Property Substitution/Filtering

It's common for developers to want to easily switch between configurations, for example switching deployment between a development environment and a production environment. This can be accomplished by using separate YAML configuration files, but that approach would lead to unnecessary duplication, especially in situations where the Storm topology does not change, but configuration settings such as host names, ports, and parallelism paramters do.

For this case, Flux offers properties filtering to allow you two externalize values to a .properties file and have them substituted before the .yaml file is parsed.

To enable property filtering, use the --filter command line option and specify a .properties file. For example, if you invoked flux like so:

storm jar myTopology-0.1.0-SNAPSHOT.jar org.apache.storm.flux.Flux --local my_config.yaml --filter dev.properties

With the following dev.properties file:

kafka.zookeeper.hosts: localhost:2181

You would then be able to reference those properties by key in your .yaml file using ${} syntax:

  - id: "zkHosts"
    className: "org.apache.storm.kafka.ZkHosts"
    constructorArgs:
      - "${kafka.zookeeper.hosts}"

In this case, Flux would replace ${kafka.zookeeper.hosts} with localhost:2181 before parsing the YAML contents.

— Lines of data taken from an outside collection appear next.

PR #7633, opened 2021-06-03
POC: Pull Queries over Streams

vvcephei:
### Description 

Not suitable for merging. Merely exploring what is required to build pull queries over streams
on top of transient queries. It seems like it'll be a moderate effort to enable this approach in
production-worthy code.

### Testing done 

I followed the [quickstart](https://ksqldb.io/quickstart.html) to create and populate a stream.

I ran the following queries and got the following (self-terminating) responses in the CLI:

```
ksql> SELECT * FROM riderLocations WHERE GEO_DISTANCE(latitude, longitude, 37.4133, -122.1162) <= 5;
+---------------------------------+---------------------------------+---------------------------------+
|PROFILEID                        |LATITUDE                         |LONGITUDE                        |
+---------------------------------+---------------------------------+---------------------------------+
|4ab5cbad                         |37.3952                          |-122.0813                        |
|8b6eae59                         |37.3944                          |-122.0813                        |
|4a7c7b41                         |37.4049                          |-122.0822                        |
Query terminated
ksql> SELECT * FROM riderLocations;

+---------------------------------+---------------------------------+---------------------------------+
|PROFILEID                        |LATITUDE                         |LONGITUDE                        |
+---------------------------------+---------------------------------+---------------------------------+
|c2309eec                         |37.7877                          |-122.4205                        |
|18f4ea86                         |37.3903                          |-122.0643                        |
|4ab5cbad                         |37.3952                          |-122.0813                        |
|8b6eae59                         |37.3944                          |-122.0813                        |
|4a7c7b41                         |37.4049                          |-122.0822                        |
|4ddad000                         |37.7857                          |-122.4011                        |
Query terminated
```

I also checked the same queries against the pull query API:
```
[john@arcturus ksql]$ http -v localhost:8088/query <<< '{"ksql":"SELECT * FROM riderLocations WHERE GEO_DISTANCE(latitude, longitude, 37.4133, -122.1162) <= 5;", "streamsProperties":{}}'
POST /query HTTP/1.1
Accept: application/json, */*;q=0.5
Accept-Encoding: gzip, deflate
Connection: keep-alive
Content-Length: 130
Content-Type: application/json
Host: localhost:8088
User-Agent: HTTPie/2.4.0

{
    "ksql": "SELECT * FROM riderLocations WHERE GEO_DISTANCE(latitude, longitude, 37.4133, -122.1162) <= 5;",
    "streamsProperties": {}
}


HTTP/1.1 200 OK
Transfer-Encoding: chunked
content-type: application/json

[{"header":{"queryId":"_confluent-ksql-default_transient_5215988584470098718_1622740716264","schema":"`PROFILEID` STRING, `LATITUDE` DOUBLE, `LONGITUDE` DOUBLE"}},
{"row":{"columns":["4ab5cbad",37.3952,-122.0813]}},
{"row":{"columns":["8b6eae59",37.3944,-122.0813]}},
{"row":{"columns":["4a7c7b41",37.4049,-122.0822]}},


[john@arcturus ksql]$ http -v localhost:8088/query <<< '{"ksql":"SELECT * FROM riderLocations;", "streamsProperties":{}}'
POST /query HTTP/1.1
Accept: application/json, */*;q=0.5
Accept-Encoding: gzip, deflate
Connection: keep-alive
Content-Length: 65
Content-Type: application/json
Host: localhost:8088
User-Agent: HTTPie/2.4.0

{
    "ksql": "SELECT * FROM riderLocations;",
    "streamsProperties": {}
}


HTTP/1.1 200 OK
Transfer-Encoding: chunked
content-type: application/json

[{"header":{"queryId":"_confluent-ksql-default_transient_3822094306738327733_1622740726737","schema":"`PROFILEID` STRING, `LATITUDE` DOUBLE, `LONGITUDE` DOUBLE"}},
{"row":{"columns":["c2309eec",37.7877,-122.4205]}},
{"row":{"columns":["18f4ea86",37.3903,-122.0643]}},
{"row":{"columns":["4ab5cbad",37.3952,-122.0813]}},
{"row":{"columns":["8b6eae59",37.3944,-122.0813]}},
{"row":{"columns":["4a7c7b41",37.4049,-122.0822]}},
{"row":{"columns":["4ddad000",37.7857,-122.4011]}},

[john@arcturus ksql]$ 
```

### Reviewer checklist


ksqldb-rest-app/src/main/java/io/confluent/ksql/rest/server/resources/streaming/StreamedQueryResource.java
```diff
@@ -404,6 +510,201 @@ private EndpointResponse handlePullQuery(
     }
   }
 
+  // There's no good way to find out the current position of
+  // Streams's Consumers on specific partitions, so I made this
```
agavra, line 514: I may be missing something, but could we use `ProcessorContext#partition` and `ProcessorContext#offset` and add a `process` step into the topology at the end? Another benefit of that is that we could have it stop processing any partitions that have passed their end-offset directly in there and not rely on something asynchronous to shut it down all-or-nothing

ksqldb-rest-app/src/main/java/io/confluent/ksql/rest/server/resources/streaming/StreamedQueryResource.java
```diff
@@ -404,6 +510,201 @@ private EndpointResponse handlePullQuery(
...
+      QueryCapacityUtil.throwTooManyActivePushQueriesException(
+              ksqlEngine,
+              ksqlRestConfig,
+              statement.getStatementText()
+      );
+    }
+
+    final ServiceContextOverride override = new ServiceContextOverride(serviceContext);
+
+    final TransientQueryMetadata query = ksqlEngine
```
agavra, line 667: I guess this approach would allow us to do aggregates and all those other fun things as well, right?

agavra (commented):
Some comments - but don't take me too seriously :)

ksqldb-rest-app/src/main/java/io/confluent/ksql/rest/server/resources/streaming/StreamedQueryResource.java
```diff
@@ -404,6 +510,201 @@ private EndpointResponse handlePullQuery(
...
+      final CompletableFuture<Void> connectionClosedFuture,
+      final Map<TopicPartition, Long> endOffsets) {
+
+    // stream pull queries always start from earliest.
+    streamsProperties.put("auto.offset.reset", "earliest");
+
+    final ConfiguredStatement<Query> configured = ConfiguredStatement
+        .of(statement, SessionConfig.of(ksqlConfig, streamsProperties));
+
+    if (QueryCapacityUtil.exceedsPushQueryCapacity(ksqlEngine, ksqlRestConfig)) {
```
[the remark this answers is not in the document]
vvcephei: Thanks for pointing this out. I noticed it, but didn't give it much thought. I kind of do think it should be accounted in some way because as implemented, it's a full-blown Streams app for the duration of the query.

ksqldb-rest-app/src/main/java/io/confluent/ksql/rest/server/resources/streaming/StreamedQueryResource.java
vvcephei: Yeah, I did it that way first. I'm not sure if it wound up in any of the in-progress commits in this branch.

One problem is that a processor doesn't have the power to stop its own task or request shutdown of the runtime or anything like that. The only thing it could do is just start to drop all records it receives, but that alone doesn't help the query to terminate.

What did kind of work for me was passing a semaphore in to a processor at the end of the topology, which used the context to detect when it was "done" (just as you describe), and count-down the semaphore. Then, there was a thread that I hackily started in the StreamedQueryResource that blocked on the semaphore and then shut down the app. The problem I faced is that a processor at the end of the topology actually doesn't see all the records (for example in the test query I did with a `WHERE ` cause), so it won't know when Streams as a whole has passed the desired end point.

My conclusion was that there's not really a great way to implement the desired logic in the form of a processor, at least not without a significant rewrite of the way KSQL constructs the Streams topology.

Another alternative I considered was to change the "push query queue" so that the transient query would not just pipe out the GenericRow, but also include other metadata like the partition and offset, so we could decide in the QueryStreamWriter directly when we are "done". But that's also vulnerable to the fact that if we filter out some records, the writer isn't guaranteed to see all the offsets we've processed.

ksqldb-rest-app/src/main/java/io/confluent/ksql/rest/server/resources/streaming/StreamedQueryResource.java
vvcephei: Yes, but the we should give some thought to how to surface amendments to users.

vvcephei: Ah, looks like it will take more work to add it to the parser:
```
ksql> SELECT * FROM riderLocations WINDOW TUMBLING (SIZE 1 SECOND) GROUP BY PROFILEID;
Pull queries don't support WINDOW clauses. See https://cnfl.io/queries for more info.
Caused by: Pull queries don't support WINDOW clauses.
ksql> SELECT * FROM riderLocations GROUP BY PROFILEID;
Pull queries don't support GROUP BY clauses. See https://cnfl.io/queries for more info.
Caused by: Pull queries don't support GROUP BY clauses.

```

Probably for the best, since it will let us think about the ramifications.

ksqldb-rest-app/src/main/java/io/confluent/ksql/rest/server/resources/streaming/StreamedQueryResource.java
vvcephei: Oh, boy. None of this was necessary. I was thinking that we couldn't use committed offsets, because "transient" queries wouldn't commit offsets... But of course transient queries are just regular Streams apps and must commit offsets, so we can use the committedOffsets API to know when Streams has passed the desired point, no magic required.

guozhangwang (commented):
I know our terms are now mixing more or less now, but I feel we should call it `push queries over streams` rather than pull queries? :P

Anyways, I would advocate we categorize queries that need a streaming API (websocket, or http 2) and in the old language end with `EMIT CHANGES` and in new language would start with `SUBSCRIBE TO ..` into the same bucket, and whereas pull queries would only for req/resp typed API and would be on tables only.

ksqldb-rest-app/src/main/java/io/confluent/ksql/rest/server/resources/streaming/StreamedQueryResource.java
guozhangwang: Thanks for checking~

config/ksql-server.properties
```diff
@@ -65,7 +65,7 @@ ksql.logging.processing.stream.auto.create=true
 #------ Kafka -------
 
 # The set of Kafka brokers to bootstrap Kafka cluster information from:
-bootstrap.servers=localhost:9092
+bootstrap.servers=localhost:29092
```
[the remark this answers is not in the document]
vvcephei: Not intended for merging, this was just because I was testing using the docker-compose from the quickstart.

ksqldb-rest-app/src/main/java/io/confluent/ksql/rest/server/resources/streaming/StreamedQueryResource.java
```diff
@@ -300,7 +312,94 @@ private EndpointResponse handleStatement(
...
+  }
+
+  @NotNull
+  private Map<TopicPartition, Long> getEndOffsets(final DataSource dataSource) {
+    final DefaultKafkaClientSupplier defaultKafkaClientSupplier = new DefaultKafkaClientSupplier();
+    // these are not the right configs to pass a consumer.
+    final Map<String, Object> props = ksqlConfig.getKsqlAdminClientConfigProps();
+    try (Admin admin = defaultKafkaClientSupplier
+            .getAdmin(props)) {
+      try (Consumer<byte[], byte[]> consumer =
```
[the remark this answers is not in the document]
vvcephei: Yeah, I thought it was a weird gap in the Admin interface, but I couldn't find it. Did I miss something?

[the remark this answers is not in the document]
guozhangwang:
```
Admin#listOffsets
```

would do.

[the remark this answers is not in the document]
vvcephei: Oh boy, I sure did miss something. Thanks!

Quick question. If I use `OffsetSpec.latest()` with the listOffsets request, does it account for transaction markers? I.e., can I rely on the offset it gives me back to be an offset of an actual record?

vvcephei:
Trying out a new process to get repeatable builds:

1. rebase onto the latest nanoversion tag: `git rebase -i v7.1.0-28`
2. set the project's version for development: `mvn versions:set -DnewVersion=7.1.0-SNAPSHOT versions:commit`
3. proceed with development

During development, I will only rebase onto subsequent nanoversion tags.
Before merging, I'll have to rebase on `master` to unpin all dependencies.

ksqldb-rest-app/src/main/java/io/confluent/ksql/rest/server/resources/streaming/StreamedQueryResource.java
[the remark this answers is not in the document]
guozhangwang: That can be specified in `ListOffsetsOptions`, and via `listOffsets(Map<TopicPartition, OffsetSpec> topicPartitionOffsets, ListOffsetsOptions options)`

guozhangwang:
I took another quick pass on the PR and do not find any major issues. I think we can start testing it out in benchmarks/soak now to see how it looks like.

Environment Variable Substitution/Filtering

Flux also allows environment variable substitution. For example, if an environment variable named ZK_HOSTS if defined, you can reference it in a Flux YAML file with the following syntax:

${ENV-ZK_HOSTS}

Components

Components are essentially named object instances that are made available as configuration options for spouts and bolts. If you are familiar with the Spring framework, components are roughly analagous to Spring beans.

Every component is identified, at a minimum, by a unique identifier (String) and a class name (String). For example, the following will make an instance of the org.apache.storm.kafka.StringScheme class available as a reference under the key "stringScheme" . This assumes the org.apache.storm.kafka.StringScheme has a default constructor.

components:
  - id: "stringScheme"
    className: "org.apache.storm.kafka.StringScheme"

Contructor Arguments, References, Properties and Configuration Methods

Constructor Arguments

Arguments to a class constructor can be configured by adding a contructorArgs element to a components. constructorArgs is a list of objects that will be passed to the class' constructor. The following example creates an object by calling the constructor that takes a single string as an argument:

  - id: "zkHosts"
    className: "org.apache.storm.kafka.ZkHosts"
    constructorArgs:
      - "localhost:2181"

References

Each component instance is identified by a unique id that allows it to be used/reused by other components. To reference an existing component, you specify the id of the component with the ref tag.

In the following example, a component with the id "stringScheme" is created, and later referenced, as a an argument to another component's constructor:

components:
  - id: "stringScheme"
    className: "org.apache.storm.kafka.StringScheme"

  - id: "stringMultiScheme"
    className: "org.apache.storm.spout.SchemeAsMultiScheme"
    constructorArgs:
      - ref: "stringScheme" # component with id "stringScheme" must be declared above.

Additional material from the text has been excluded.